» **AIM OF THE EXERCISE**:
Find the word "child" below. Copy each line that has it.

» **SUPPLIED ENTRIES**:
PR #507, opened 2018-04-08
Unmount improvements

benrubson:
Hi,

I would have liked to keep some things from #503, so, this PR :
- better handles fork / child creation for Cygwin unmount ;
- uses `INT` signal [expected by WinFsp](https://github.com/billziss-gh/winfsp/wiki/SSHFS-Port-Case-Study#some-additional-challenges) rather than default `TERM`.

Thank you !

Ben

### DIFF
--- a/encfs/FileUtils.cpp
+++ b/encfs/FileUtils.cpp
@@ -1733,19 +1733,30 @@ RootPtr initFS(EncFS_Context *ctx, const std::shared_ptr<EncFS_Opts> &opts) {
 }
 
 void unmountFS(const char *mountPoint) {
-  // fuse_unmount succeeds and returns void
+  // fuse_unmount returns void, is assumed to succeed
   fuse_unmount(mountPoint, nullptr);
 #ifdef __APPLE__
   // fuse_unmount does not work on Mac OS, see #428
-  unmount(mountPoint, MNT_FORCE);
+  // However it makes encfs to hang, so we must unmount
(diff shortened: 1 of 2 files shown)


encfs/FileUtils.cpp
```diff
@@ -1740,12 +1740,15 @@ void unmountFS(const char *mountPoint) {
...
-  if(fork() == 0)
-  {
-    execl("/usr/bin/pkill", "/usr/bin/pkill", "-f", string("(^|/)encfs .*/.* ").append(mountPoint).append("?( |$)").c_str(), (char *)0);
-  }
+  pid_t pid;
   int status;
-  wait(&status);
+  if ((pid = fork()) == 0) {
+    execl("/usr/bin/pkill", "/usr/bin/pkill", "-INT", "-f", string("(^|/)encfs .*/.* ").append(mountPoint).append("?( |$)").c_str(), (char *)0);
+    _Exit(127);
```
rfjakob: Code after execl is never reached!

benrubson: Yep but this is to make the child to exit if `execl` fails 👍

benrubson:
I've just improved commit message.
Thx for your review !

encfs/FileUtils.cpp
rfjakob: Good point. But shouldn't we print an error message in that case?

benrubson: Yep, improved with log messages !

» **COMPLETED TASK**:
- better handles fork / child creation for Cygwin unmount ;
benrubson: Yep but this is to make the child to exit if `execl` fails 👍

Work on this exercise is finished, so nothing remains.